TASK BRIEF
What you produce should be every line from the data that includes "going".

(Stored data)
<<<<

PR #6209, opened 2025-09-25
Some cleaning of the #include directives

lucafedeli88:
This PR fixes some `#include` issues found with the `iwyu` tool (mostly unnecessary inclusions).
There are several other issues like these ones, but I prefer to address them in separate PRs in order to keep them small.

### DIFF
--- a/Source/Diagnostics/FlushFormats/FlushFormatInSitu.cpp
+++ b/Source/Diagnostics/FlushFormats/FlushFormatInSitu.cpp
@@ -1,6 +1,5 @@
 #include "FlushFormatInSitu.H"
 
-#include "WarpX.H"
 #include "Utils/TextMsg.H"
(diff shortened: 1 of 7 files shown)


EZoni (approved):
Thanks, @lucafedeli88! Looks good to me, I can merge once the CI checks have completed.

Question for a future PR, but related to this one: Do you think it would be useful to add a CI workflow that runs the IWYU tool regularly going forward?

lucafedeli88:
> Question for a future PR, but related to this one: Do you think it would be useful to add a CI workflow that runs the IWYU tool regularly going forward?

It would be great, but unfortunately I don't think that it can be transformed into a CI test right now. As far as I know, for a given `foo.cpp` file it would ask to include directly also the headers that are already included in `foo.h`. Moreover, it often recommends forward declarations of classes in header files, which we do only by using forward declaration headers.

>>>>

ANSWER FOR THIS EXERCISE
Question for a future PR, but related to this one: Do you think it would be useful to add a CI workflow that runs the IWYU tool regularly going forward?
> Question for a future PR, but related to this one: Do you think it would be useful to add a CI workflow that runs the IWYU tool regularly going forward?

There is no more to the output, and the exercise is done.